Y la cena se alarga y la noche pasa. Te acuerdas de pronto de la promesa de las caiprinhas y las cervezas after-hours pero las cambias por unas horas de sueño y la madrugada del domingo, que comenzará sin rumbo entre el museo y el zoológico y un plato típico y un paseo por el río y una sesión de plantas medicinales autóctonas con limpia y foto turística incorporada (tienes que pedirle a Lissan que destruya esa foto, no te olvides) y mientras recuerdas viejas anécdotas y ríes y construyes otras nuevas, pasa el día y el Lissan y los amigos se suben al carro y se despiden, sin reverencias, si adioses, sin saludos al viento. "Hasta luego. En cualquier rato volverá a sonar el teléfono".

El sol cae entre los árboles y da color a mi rostro que de pronto a cobrado vida y a recuperado la paz y la armonía. "Vamos por un helado".

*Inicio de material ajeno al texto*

PR #2927, opened 2021-08-27
Run some end to end tests concurrently

achamayou:
Run some tests concurrently, without messing up logging too much.

image

The cpp test is usually ~160s, and the js one ~120s, and this seems to run <170s without any instability, so it's a nice quick win imo.

governance_test is around 46/47s usually, and is now down to 17s.

TODO:

- [x] Logger wrapper
- [x] Set return code correctly when a test breaks
- [x] Pack more tests together
- [x] Investigate:

```

50:     └ <function service_startups at 0x7f106b4acca0>
50: 
50:   File "/__w/2/s/tests/membership.py", line 146, in service_startups
50:     network.start_and_join(args)
50:     │       │              └ Namespace(N=False, R=None, bft_view_change_timeout_ms=5000, binary_dir='/__w/2/s/build', ccf_version=None, client_connection_...
50:     │       └ <function Network.start_and_join at 0x7f106bbea5e0>
50:     └ <infra.network.Network object at 0x7f106a3d7c40>
50: 
50:   File "/__w/2/s/tests/infra/network.py", line 418, in start_and_join
50:     self.consortium.activate(self.find_random_node())
50:     │    │          │        │    └ <function Network.find_random_node at 0x7f106bbeb0d0>
50:     │    │          │        └ <infra.network.Network object at 0x7f106a3d7c40>
50:     │    │          └ <function Consortium.activate at 0x7f106bbe6790>
50:     │    └ <infra.consortium.Consortium object at 0x7f106b4338b0>
50:     └ <infra.network.Network object at 0x7f106a3d7c40>
50: 
50:   File "/__w/2/s/tests/infra/consortium.py", line 142, in activate
50:     m.ack(remote_node)
50:     │ │   └ <infra.node.Node object at 0x7f106a3b8bb0>
50:     │ └ <function Member.ack at 0x7f106d4aa280>
50:     └ <infra.member.Member object at 0x7f106b437760>
50: 
50:   File "/__w/2/s/tests/infra/member.py", line 176, in ack
50:     raise UnauthenticatedMember(
50:           └ <class 'infra.member.UnauthenticatedMember'>
50: 
50: infra.member.UnauthenticatedMember: Failed to ack member member1: 401
```

This is caused by the mechanism we use to deliberately corrupt signatures setting a class var and therefore affecting all threads signing requests during that time.


tests/e2e_logging.py
```diff
@@ -1331,13 +1344,23 @@ def run(args):
...
+    jsargs.package = "libjs_generic"
+    jsargs.nodes = infra.e2e_args.max_nodes(jsargs, f=0)
+    jsargs.initial_user_count = 4
+    jsargs.initial_member_count = 2
+    jsargs.label = f"js_{label}"
+
+    cppargs = copy.deepcopy(jsargs)
+    cppargs.js_app_bundle = None
+    cppargs.package = "liblogging"
+    jsargs.label = f"cpp_{label}"
```
eddyashton, line 1359:
```suggestion
    cppargs.label = f"cpp_{label}"
```

tests/e2e_logging.py
```diff
@@ -1331,13 +1344,23 @@ def run(args):
...
+
+    js = threading.Thread(name="JS", target=run, args=[jsargs])
+    cpp = threading.Thread(name="CPP", target=run, args=[cppargs])
+    js.start()
+    cpp.start()
+    js.join()
+    cpp.join()
```
eddyashton, line 1366: I think we should have CLI arguments to run just one of these, to simplify debugging.

achamayou: Yes, that's a good idea, and also to list all the available ones probably. I think we also want an easy mapping from the handle name to the label too, so we can find the directories easily.

So how about:

$TEST_NAME := name of test in CTest
$SUBTEST_NAME := name of Python thread running a portion of a test
$LABEL := $TEST_NAME + "_" + $SUBTEST_NAME

./test.py -N           list all sub-tests in test
./test.py -R $STR   run only sub-tests whose name includes $STR

That's very basic but consistent with CTest and easy to use for now.

eddyashton: Sounds good to me.

achamayou:
One awkward aspect of doing things this way is the CLI quickly accumulates a lot of options and switches specific to individual tests. I don't know what we can do to avoid that.

achamayou:
Unrelated tpcc_bft failure, the tests affected by this PR are green.

CMakeLists.txt
```diff
@@ -492,17 +492,6 @@ if(BUILD_TESTS)
       ${CCF_DIR}/src/runtime_config/default/apply.js
   )
 
-  # Storing signed governance operations
```
achamayou, line 495: Merged into single governance test

tests/infra/runner.py
```diff
@@ -200,3 +205,88 @@ def run(get_command, args):
...
+    def add(self, prefix, target, **args_overrides):
+        args_ = copy.deepcopy(self.args)
+        for k, v in args_overrides.items():
+            setattr(args_, k, v)
+        args_.label = f"{prefix}_{self.args.label}"
+        self.threads.append(threading.Thread(name=prefix, target=target, args=[args_]))
+
+    def run(self, max_concurrent=None):
+        config = {
+            "handlers": [
```
jumaffre, line 257: I wonder whether `thread.name` should be at the very start of the line so that it's easier to read and parse?

tests/js-custom-authorization/custom_authorization.py
```diff
@@ -29,9 +39,281 @@ def run(args):
...
+    with infra.network.network(
+        args.nodes, args.binary_dir, args.debug_nodes, args.perf_nodes, pdb=args.pdb
+    ) as network:
+        network.start_and_join(args)
+        network = test_stack_size_limit(network, args)
+        network = test_heap_size_limit(network, args)
+
+
+@reqs.description("JWT authentication")
+def test_jwt_auth(network, args):
```
jumaffre, line 82: This and other tests have moved here but isn't JS-specific I don't think?

jumaffre (approved):

tests/infra/runner.py
achamayou: It seemed logical to group it with the module and function name, rather than put it on the other side of the timestamp, but I don't feel strongly either way, happy to move it left.

tests/js-custom-authorization/custom_authorization.py
achamayou: No, they're not, they're just a grouping of things that deal with auth/validation and can run on single node network, so they can be run at the same time without timeouts. I've deliberately not renamed anything, but we probably will want to. Input welcome!

achamayou: We can keep the files split, the reason I moved them is because they weren't usable/importable as modules where they were.

tests/infra/runner.py
jumaffre: I've just had a look at the CI output and it actually looks quite neat as it is!

PR #1456, opened 2024-03-14
test(aws): implement aws test environment

paralta:
## Description

Implement AWS test environment
* Create new environment for AWS
* Environment setup consists in creating a Cloudformation stack from the available template at https://github.com/openclarity/vmclarity/blob/main/installation/aws/VmClarity.cfn and creating an asset to be scanned (simple EC2 instance)
* Connection with the VMClarity server via an SSH tunnel using local existing keys (as environment variables)
* Make E2E tests provider agnostic (until now the only provider was Docker) and increase setup+scan timeouts
* All tests are running successfully 🥳 

## Type of Change

[ ] Bug Fix  
[x] New Feature  
[ ] Breaking Change  
[ ] Refactor  
[ ] Documentation  
[ ] Other (please describe)  

## Checklist


testenv/aws/config.go
```diff
@@ -0,0 +1,75 @@
...
+package aws
+
+import (
+	"context"
+	"errors"
+
+	envtypes "github.com/openclarity/vmclarity/testenv/types"
+)
+
+const DefaultAWSRegion = "eu-central-1"
```
akijakya, line 25: Is this being used somewhere? I see a validation to force providing this env, but wouldn't it be nicer if there were a default region instead of throwing an error?

paralta: nice catch! I remember I used it initially but then deprecated its use..

Not sure what would be the best practice here, is it is ok for us to force a certain location if the user does not specify it? I think the worst case scenario here would be if the user as all the resources in a certain region and then the stack is created in another region.

akijakya: This test runs on its own bubble meaning it also creates the asset VM it scans so I don't think it matters (or it shouldn't matter) what other resources are in the region besides the ones created by the e2e test, right?

paralta: that is true, I will add a default region 👍 thanks for reviewing!

testenv/aws/utils.go
```diff
@@ -0,0 +1,258 @@
...
+		CreateBucketConfiguration: &s3types.CreateBucketConfiguration{
+			LocationConstraint: s3types.BucketLocationConstraint(e.region),
+		},
+	})
+	if err != nil {
+		return fmt.Errorf("failed to create bucket: %w", err)
+	}
+
+	// Read template file
+	f, err := os.Open("../installation/aws/VmClarity.cfn")
```
chrisgacsal, line 73: Please use the `installation.AWSManifestBundle` for the CFN tempate here. The same way as the docker-compose and helm chart based deployments does.

chrisgacsal (changes requested):

testenv/utils/ssh.go
```diff
@@ -0,0 +1,171 @@
...
+	"path/filepath"
+
+	"golang.org/x/crypto/ssh"
+)
+
+type SSHKeyPair struct {
+	PublicKeyFile  string
+	PrivateKeyFile string
+	Temporary      bool
+}
```
chrisgacsal, line 37:
```suggestion
type SSHKeyPair struct {
	PublicKey  []byte
	PrivateKey []byte
	Temporary bool
}

func (k *SSHKeyPair) Export(privKeyFile, pubKeyFile string) error {}
func (k *SSHKeyPair) Load(privKeyFile, pubKeyFile string) error {}
```
I'd make the `SSHKeyPair` simple container which supports key-pairs to be loaded from/exported to the filesystem.

testenv/utils/docker_ssh.go
```diff
@@ -0,0 +1,64 @@
...
+	"fmt"
+	"net/http"
+
+	"github.com/docker/cli/cli/connhelper"
+	"github.com/docker/docker/api/types"
+	"github.com/docker/docker/api/types/container"
+	"github.com/docker/docker/client"
+)
+
+func GetRemoteDockerContainerList(ctx context.Context, privateKeyFile, remoteHost string) (*[]types.Container, error) {
```
chrisgacsal, line 29: Let's talk about this offline.

chrisgacsal (changes requested):

e2e/helpers.go
```diff
@@ -16,18 +16,42 @@
...
+	scope := "assetInfo/%s/any(t: t/key eq 'scanconfig' and t/value eq 'test')"
+	switch cfg.TestEnvConfig.Platform {
+	case types.EnvironmentTypeAWS, types.EnvironmentTypeGCP, types.EnvironmentTypeAzure:
+		return fmt.Sprintf(scope, "tags")
+	case types.EnvironmentTypeDocker, types.EnvironmentTypeKubernetes:
+		return fmt.Sprintf(scope, "labels")
+	default:
+		return ""
+	}
+}
```
chrisgacsal, line 42:
```suggestion
func getDefaultScope(t types.EnvironmentType) string {
	scope := "assetInfo/%s/any(t: t/key eq 'scanconfig' and t/value eq 'test')"
	switch t {
	case types.EnvironmentTypeAWS, types.EnvironmentTypeGCP, types.EnvironmentTypeAzure:
		return fmt.Sprintf(scope, "tags")
	case types.EnvironmentTypeDocker, types.EnvironmentTypeKubernetes:
		return fmt.Sprintf(scope, "labels")
	default:
		return ""
	}
}
```
There is not need to pass the whole `Config` struct when only a single parameter is needed.

e2e/helpers.go
```diff
@@ -16,18 +16,42 @@
...
+func getDefaultScanTimeout(cfg *config.Config) time.Duration {
+	switch cfg.TestEnvConfig.Platform {
+	case types.EnvironmentTypeAWS, types.EnvironmentTypeGCP, types.EnvironmentTypeAzure:
+		return 20 * time.Minute
+	case types.EnvironmentTypeDocker, types.EnvironmentTypeKubernetes:
+		return 2 * time.Minute
+	default:
+		return time.Minute
+	}
+}
```
chrisgacsal, line 54:
```suggestion
func getDefaultScanTimeout((t types.EnvironmentType) time.Duration {
	switch t {
	case types.EnvironmentTypeAWS, types.EnvironmentTypeGCP, types.EnvironmentTypeAzure:
		return 20 * time.Minute
	case types.EnvironmentTypeDocker, types.EnvironmentTypeKubernetes:
		return 2 * time.Minute
	default:
		return time.Minute
	}
}
```

Same as above.

e2e/suite_test.go
```diff
@@ -76,12 +76,24 @@ func beforeSuite(ctx context.Context) {
...
+	switch cfg.TestEnvConfig.Platform {
+	case types.EnvironmentTypeDocker:
+		servicesReadyTimeout = 5 * time.Second
+	case types.EnvironmentTypeAWS:
+		servicesReadyTimeout = 10 * time.Minute
+	case types.EnvironmentTypeGCP, types.EnvironmentTypeAzure, types.EnvironmentTypeKubernetes:
+	default:
+		servicesReadyTimeout = time.Minute
+	}
+
```
chrisgacsal, line 90: Shall this be a helper function the same way as the `getDefaultScanTimeout` and `getDefaultScanTimeout`?

Probably I'd combine these 3 parameter into a single struct generated by a single helper function based on the `types.EnvironmentType`.

```go
type TestSuiteParams struct {
	Scope string
	ServiceReadynessTimeout time.Duration
	ScanTimeout time.Duration
}

func TestSuiteParamsForEnv(t types.EnvironmentType) *TestSuiteParams {
	p := &TestSuiteParams{}
	scope := "assetInfo/%s/any(t: t/key eq 'scanconfig' and t/value eq 'test')"

	switch t {
	case types.EnvironmentTypeAWS, types.EnvironmentTypeGCP, types.EnvironmentTypeAzure:
		...
	case types.EnvironmentTypeDocker, types.EnvironmentTypeKubernetes:
		...
	default:
		...
	}

	return p
}
```

chrisgacsal (changes requested):

testenv/utils/ssh.go
```diff
@@ -0,0 +1,171 @@
...
+	// Listen on local port.
+	listener, err := net.Listen("tcp", "localhost:"+localPort)
+	if err != nil {
+		logger.Fatalf("failed to listen: %s\n", err)
+	}
+	defer listener.Close()
+
+	for {
+		// Accept local connection.
+		local, err := listener.Accept()
```
chrisgacsal, line 130:
```suggestion
		local, err := listener.Accept()
		defer local.Close()
```

testenv/utils/ssh.go
```diff
@@ -0,0 +1,171 @@
...
+		if err != nil {
+			logger.Fatalf("failed to accept: %s\n", err)
+		}
+
+		// Dial remote server.
+		remote, err := client.Dial("tcp", "localhost:"+remotePort)
```
chrisgacsal, line 136:
```suggestion
		remote, err := client.Dial("tcp", "localhost:"+remotePort)
		defer remote.Close()
```

testenv/utils/ssh.go
```diff
@@ -0,0 +1,171 @@
...
+		runTunnel(ctx, local, remote)
+	}
+}
+
+// runTunnel runs a tunnel between two connections.
+func runTunnel(ctx context.Context, local, remote net.Conn) {
+	logger := GetLoggerFromContextOrDiscard(ctx)
+
+	defer local.Close()
+	defer remote.Close()
```
chrisgacsal, line 151:
```suggestion
```

chrisgacsal: If some reason the `runTunnel` is not called the connections will be leaked.

testenv/utils/ssh.go
```diff
@@ -0,0 +1,171 @@
...
+	done := make(chan struct{}, 2) //nolint:gomnd
```
chrisgacsal, line 152: I'd use a `sync.WaitGroup` here instead of the done channel.

testenv/aws/aws.go
```diff
@@ -0,0 +1,242 @@
...
+	s3Client            *s3.Client
+	testAsset           *asset.Asset
+	server              *Server
+	stackName           string
+	templateURL         string
+	workDir             string
+	region              string
+	sshKeyPair          *utils.SSHKeyPair
+	sshPortForwardInput *utils.SSHForwardInput
+	meta                map[string]interface{}
```
akijakya, line 61: Is this field necessary? :)

testenv/aws/utils.go
```diff
@@ -0,0 +1,290 @@
...
+		return errors.New("infrastructure is not ready")
+	}
+
+	if err = e.server.WaitForSSH(ctx, DefaultSSHPortReadyTimeout); err != nil {
+		return fmt.Errorf("failed to wait for the SSH port to become ready: %w", err)
+	}
+
+	e.sshPortForwardInput = &utils.SSHForwardInput{
+		PrivateKey:    e.sshKeyPair.PrivateKey,
+		User:          "ubuntu",
```
akijakya, line 93: nit: this could be a const as it is being used someplace else as well, right?

akijakya (dismissed):
LGTM, thanks for pioneering in this testenv topic! 🙏

testenv/aws/aws.go
paralta: @chrisgacsal I think I remember you mentioned that this field was required, can you remind me where?

testenv/aws/utils.go
paralta: thanks for reviewing, @akijakya ! good point 👍

e2e/suite_test.go
ramizpolic: I like this idea too, have all the env-specific configs flow through a shared struct

testenv/aws/aws.go
```diff
@@ -0,0 +1,243 @@
...
+	InstanceID string
+	PublicIP   string
+}
+
+func (s Server) WaitForSSH(ctx context.Context, t time.Duration) error {
+	// TODO(paralta): Implement method to check if SSH port is ready
+	time.Sleep(t) // nolint:gomnd
+
+	return nil
+}
```
ramizpolic, line 77: potential way (needs to be tested)
```suggestion
func (s Server) WaitForSSH(ctx context.Context, timeout time.Duration) error {
	conn, err := net.DialTimeout("tcp", net.JoinHostPort(host, port), timeout) // requires host and port to be available
	if err != nil {
	    return fmt.Errorf("connection error: %w", err)
	}
	defer conn.Close()
	
	return nil // ok
}
```

testenv/aws/aws.go
```diff
@@ -0,0 +1,243 @@
...
+
+	// Create a new CloudFormation stack from template
+	_, err = e.client.CreateStack(
+		ctx,
+		&cloudformation.CreateStackInput{
+			StackName:    &e.stackName,
+			Capabilities: []cloudformationtypes.Capability{cloudformationtypes.CapabilityCapabilityIam},
+			TemplateURL:  &e.templateURL,
+			Parameters: []cloudformationtypes.Parameter{
+				{ParameterKey: aws.String("KeyName"), ParameterValue: &e.stackName},
```
ramizpolic, line 99: multiline split for clarity
```suggestion
				{
					ParameterKey: aws.String("KeyName"), 
					ParameterValue: &e.stackName,
				},
```

testenv/aws/aws.go
```diff
@@ -0,0 +1,243 @@
...
+		return fmt.Errorf("failed to create stack: %w", err)
+	}
+
+	waiter := cloudformation.NewStackCreateCompleteWaiter(e.client)
+	descStackInput := &cloudformation.DescribeStacksInput{
+		StackName: &e.stackName,
+	}
+	if err = waiter.Wait(ctx, descStackInput, DefaultStackCreationTimeout); err != nil {
+		return fmt.Errorf("failed to wait for the stack to be created: %w", err)
+	}
```
ramizpolic, line 113:
```suggestion
	if err = waiter.Wait(ctx, &cloudformation.DescribeStacksInput{
		StackName: &e.stackName,
	}, DefaultStackCreationTimeout); err != nil {
		return fmt.Errorf("failed to wait for the stack to be created: %w", err)
	}
```

testenv/aws/utils.go
```diff
@@ -0,0 +1,291 @@
...
+		RemotePort:    80, //nolint:gomnd
+	}
+
+	sshPF, err := utils.NewSSHPortForward(e.sshPortForwardInput)
+	if err != nil {
+		return fmt.Errorf("failed to setup SSH port forwarding: %w", err)
+	}
+
+	// Use non-inherited context to avoid cancelling the port forward with timeout
+	if err = sshPF.Start(context.Background()); err != nil { //nolint:contextcheck
```
ramizpolic, line 107: if this is the case, port forward will remain running? should we have a context ontop of the AWSEnv passed from testenv to ensure that port forwarding stops after the tests have been executed?

testenv/aws/utils.go
```diff
@@ -0,0 +1,291 @@
...
+	}
+	if status != ec2types.InstanceStateNameRunning {
+		return false, nil
+	}
+
+	return true, nil
+}
+
+// Get EC2 instance status by instance ID.
+func (e *AWSEnv) getEC2InstanceStatus(ctx context.Context, instanceID string) (ec2types.InstanceStateName, error) {
```
ramizpolic, line 252: if this is only used to check if the instance is ready, maybe this could be changed into `isEC2InstanceReady`

testenv/utils/ssh.go
```diff
@@ -0,0 +1,291 @@
...
+		return fmt.Errorf("failed to listen: %w", err)
+	}
+
+	// TODO: wait until the BannerCallBack is invoked
+
+	go func() {
+		var callbackErr error
+		for callbackErr == nil && !f.stop.Load() {
+			defer client.Close()
+			defer listener.Close()
```
ramizpolic, line 169: shouldnt this be outside of the loop?

testenv/utils/ssh.go
```diff
@@ -0,0 +1,291 @@
...
+	if _, err := os.Stat(privateKeyFile); errors.Is(err, os.ErrNotExist) {
+		if err := keys.Save(privateKeyFile, publicKeyFile); err != nil {
+			return fmt.Errorf("failed to save SSH keys to filesystem: %w", err)
+		}
+	}
+
+	dst := input.User + "@" + input.Host
+	journalctlCmd := "journalctl -u " + input.Service + ".service --since='" + startTime.Format("2006-01-02 15:04:05") + "'"
+
+	args := []string{dst, "-i", privateKeyFile, journalctlCmd}
```
ramizpolic, line 281: can we move all the arguments into args slice for clarity?

ramizpolic (changes requested):

testenv/aws/utils.go
ramizpolic: another note: ssh port forwarding is never stopped (either explicitly via stop, or via context), which is needed as otherwise the port will stay in use

testenv/utils/ssh.go
```diff
@@ -0,0 +1,291 @@
...
+		return nil, fmt.Errorf("failed to parse private key: %w", err)
+	}
+
+	// Create SSH client config.
+	config := ssh.ClientConfig{
+		User: input.User,
+		Auth: []ssh.AuthMethod{
+			ssh.PublicKeys(signer),
+		},
+		HostKeyCallback:   ssh.InsecureIgnoreHostKey(), //nolint:gosec
```
ramizpolic, line 245: Did you try verifying host key?
```suggestion
		HostKeyCallback:   ssh.FixedHostKey(signer.PublicKey()),
```

e2e/basic_scan_test.go
```diff
@@ -24,43 +24,50 @@ import (
...
 	ginkgo.Context("which scans a docker image", func() {
 		ginkgo.It("should finish successfully", func(ctx ginkgo.SpecContext) {
+			if cfg.TestEnvConfig.Platform != types.EnvironmentTypeDocker {
+				ginkgo.By("skipping test because it's not running on docker")
+				return
+			}
+
+			containerInfo, err := (*assets.Items)[0].AssetInfo.AsContainerInfo()
+			gomega.Expect(err).NotTo(gomega.HaveOccurred())
+			imageID = containerInfo.Image.ImageID
```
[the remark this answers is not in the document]
paralta: this test case only runs for the docker provider that is why this logic is contained in this section after the provider check

testenv/utils/ssh.go
paralta: this change fails with `failed to run after setup: failed to wait for the SSH port to become ready: failed to dial:ssh: handshake failed: ssh: host key mismatch`

testenv/utils/ssh.go
```diff
@@ -0,0 +1,291 @@
...
+
+			wg.Wait()
+		}
+	}()
+
+	return nil
+}
+
+func (f *SSHPortForward) Stop() {
+	f.stop.Store(true)
```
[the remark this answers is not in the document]
ramizpolic: resolved

testenv/utils/ssh.go
ramizpolic: addressed below in review

testenv/aws/aws.go
ramizpolic: in other envs, meta fields are used for logging, nothing more

testenv/utils/ssh.go
```diff
@@ -0,0 +1,299 @@
...
+		defer client.Close()
+		defer listener.Close()
+
+		for callbackErr == nil && !f.stop.Load() {
+			func() {
+				select {
+				case <-ctx.Done():
+					return
+				default:
+				}
```
ramizpolic, line 177: this would need to be outside of the function (inside the loop), otherwise we might have just the loop running without returning. 
```go
for condition {
	select {} // allows it to return if the ctx is done
	func() { } // executes the logic to stream between ssh and host
}

```

paralta: fixed 👍 thank you so much for reviewing this!

ramizpolic (approved):
lgtm, great work @paralta! 🚀

chrisgacsal (approved):
Thanks for this! Awesome work! :shipit:

PR #1601, opened 2024-04-19
feat: add gcp e2e test env

adamtagscherer:
## Description

This PR adds the GCP E2E test environment to the codebase.

## Type of Change

[ ] Bug Fix  
[x] New Feature  
[ ] Breaking Change  
[ ] Refactor  
[ ] Documentation  
[ ] Other (please describe)  

## Checklist

### DIFF
--- a/installation/gcp/dm/components/roles.py
+++ b/installation/gcp/dm/components/roles.py
@@ -21,10 +21,13 @@ from hashlib import sha1
 def GenerateConfig(context):
     """Creates the custom roles"""
 
-    discoverer_role_name = f"vmclarity-{context.env['deployment']}-discoverer-snapshotter"
+    deployment_name_hash = sha1(context.env["deployment"].encode("utf8")).hexdigest()[:10]
+    prefix = f"vmclarity-{deployment_name_hash}"
+
+    discoverer_role_name = f"{prefix}-discoverer-snapshotter"
     discoverer_role_id = discoverer_role_name.replace("-", "_")
 
-    scanner_role_name = f"vmclarity-{context.env['deployment']}-scanner"
+    scanner_role_name = f"{prefix}-scanner"
     scanner_role_id = scanner_role_name.replace("-", "_")
 
     resources = [
@@ -95,7 +98,7 @@ def GenerateConfig(context):
             },
         },
         {
-            "name": f"vmclarity-{context.env['deployment']}-discoverer-snapshotter-role-binding",
+            "name": f"{prefix}-discoverer-snapshotter-role-binding",
             "type": "gcp-types/cloudresourcemanager-v1:virtual.projects.iamMemberBinding",
             "properties": {
                 "resource": context.env["project"],
@@ -107,7 +110,7 @@ def GenerateConfig(context):
             },
         },
         {
-            "name": f"vmclarity-{context.env['deployment']}-scanner-role-binding",
+            "name": f"{prefix}-scanner-role-binding",
             "type": "gcp-types/cloudresourcemanager-v1:virtual.projects.iamMemberBinding",
             "properties": {
                 "resource": context.env["project"],
--- a/installation/gcp/dm/components/roles.py
+++ b/installation/gcp/dm/components/roles.py
@@ -21,13 +21,10 @@ from hashlib import sha1
 def GenerateConfig(context):
     """Creates the custom roles"""
 
-    deployment_name_hash = sha1(context.env["deployment"].encode("utf8")).hexdigest()[:10]
-    prefix = f"vmclarity-{deployment_name_hash}"
-
-    discoverer_role_name = f"{prefix}-discoverer-snapshotter"
+    discoverer_role_name = f"vmclarity-{context.env['deployment']}-discoverer-snapshotter"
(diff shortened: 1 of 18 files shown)


installation/gcp/dm/components/roles.py
```diff
@@ -21,13 +21,10 @@
 def GenerateConfig(context):
     """Creates the custom roles"""
 
-    deployment_name_hash = sha1(context.env["deployment"].encode("utf8")).hexdigest()[:10]
```
ramizpolic, line 24: im not familiar fully with why we use hash here, but will this change impact any logic (name hitting the size limit)?

testenv/gcp/asset/asset.go
```diff
@@ -0,0 +1,86 @@
...
+	"github.com/openclarity/vmclarity/core/to"
+
+	compute "cloud.google.com/go/compute/apiv1"
+	"cloud.google.com/go/compute/apiv1/computepb"
+)
+
+func Create(ctx context.Context, instancesClient *compute.InstancesClient, projectID string, zone string, assetName string) error {
+	var diskSizeGb int64 = 10
+
+	req := &computepb.InsertInstanceRequest{
```
ramizpolic, line 30: lets declare values used for instance creation as consts on top level (machineType, sourceImage, networkInterfaceName). do we need to use e2-standard-2 image for testing? can one of micro instances do the job?

testenv/utils/docker/docker.go
```diff
@@ -82,6 +83,27 @@ func (e *DockerHelper) Services(ctx context.Context) (envtypes.Services, error)
 	return serviceCollection.AsServices(), nil
 }
 
+func (e *DockerHelper) WaitForDockerReady(ctx context.Context) error {
+	ctxWithTimeout, cancel := context.WithTimeout(ctx, 5*time.Minute)
```
ramizpolic, line 87: its okay to redeclare ctx here (reducing to 2 minutes should also be okay)
```suggestion
	ctx, cancel := context.WithTimeout(ctx, 2*time.Minute)
```

testenv/utils/ssh.go
```diff
@@ -225,6 +225,25 @@ func (f *SSHPortForward) Stop() {
 	f.cancel()
 }
 
+func (f *SSHPortForward) DialWithTimeout() (*ssh.Client, error) {
```
ramizpolic, line 228: we should handle context cancellation from parent here to avoid waiting full timeout
```suggestion
func (f *SSHPortForward) DialWithTimeout(ctx context.Context) (*ssh.Client, error) {
```

ramizpolic (changes requested):

testenv/gcp/gcp.go
```diff
@@ -0,0 +1,353 @@
...
+		}
+	} else {
+		sshKeyPair, err = utils.GenerateSSHKeyPair()
+		if err != nil {
+			return nil, fmt.Errorf("failed to generate ssh key pair: %w", err)
+		}
+	}
+
+	return &GCPEnv{
+		workDir:         config.WorkDir,
```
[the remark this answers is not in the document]
adamtagscherer: Currently everything in GCP gets the context from the Config, I don't see how including the `Config.ctx` here would help us making it more robust.

testenv/utils/docker/docker.go
adamtagscherer: 2 minutes is not enough for GCP :S

testenv/gcp/utils.go
```diff
@@ -0,0 +1,70 @@
...
+		RemoteAddress: "localhost",
+		RemotePort:    80, //nolint:gomnd
+	}
+
+	e.sshPortForward, err = utils.NewSSHPortForward(e.sshPortForwardInput)
+	if err != nil {
+		return fmt.Errorf("failed to setup SSH port forwarding: %w", err)
+	}
+
+	if err = e.sshPortForward.Start(context.Background()); err != nil { //nolint:contextcheck
```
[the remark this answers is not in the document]
adamtagscherer: Okay so, we have a problem with passing contexts to these functions from the parent.

The issue why we can't use the `ctx` variable here from the `afterSetup` function's parameter is because if you follow up the call chain then that `ctx` is the `setupCtx` variable in the `beforeSuit` function, see here: https://github.com/openclarity/vmclarity/blob/main/e2e/suite_test.go#L68

That context ends when the `beforeSuit` function runs to completion and after that the context is not available, but with the current solution we want to use that context in actual tests (because we want to have an open SSH connection to VMClarity control plane while the tests are running).

This is not going to work, we have to rework how we pass context from ginkgo's test suite creation to the actual test environments, but I think that's out of the scope of this PR.

The situation is the same here in your previous comment - https://github.com/openclarity/vmclarity/pull/1601/files/de050880ac466a03a92bbf25a6497d4bde060beb#diff-7be911ff144b8813d4374c3f85695689dd505e9ace576d90e7f0f2b7a071b421R327 - the context that we pass to the `iamService` is cancelled when the `beforeSuit` ends, but we want to use this context in the `TearDown` where we want to undelete the 2 roles.

ramizpolic (approved):
lgtm. thanks @adamtagscherer 🚀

Mi último ángel. Llevo todo el día molestándola como si fuera un colegial y ella a mí. Le miro a la cara. Me sonríe despreocupada. "¿O prefieres coca-cola?" "Las dos cosas", le digo, y nos sentamos en la vereda, a la sombra de algún árbol, tomando cola hablando de la vida hasta que el sol baja y yo le cierro la sombrilla y ella me empuja a la calle y nos perdemos por la ciudad, buscando un helado, un banco en un parque, una conversación, un abrazo.
"Gracias por la tarde, por el helado, por el domingo, por..." Por estar. Sí, por estar, aquí, ahora. Lo pienso pero no lo digo. Cada uno lanza sus últimos dardos cariñosos, dejando la partida preparada para otro día.

La noche es cálida. Serena. Se cierran los últimos comercios. No es tarde pero mañana es lunes. No busco la luna, sé bien que tampoco va a llover. Y en casa, no espero más que tumbarme en la cama y mirar al techo, ese en el que se dibujan todos los ángeles y decirle: gracias.